PR #2538, opened 2019-11-21
allow angular http request to send withCredentials

dominicshaw:
When generating a typescript client you may want to be able to add withCredentails: true to the options, i.e.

What needs to be done:
Would you write out the data exactly as it reads?

Output for this exercise:
PR #2538, opened 2019-11-21
allow angular http request to send withCredentials

dominicshaw:
When generating a typescript client you may want to be able to add withCredentails: true to the options, i.e.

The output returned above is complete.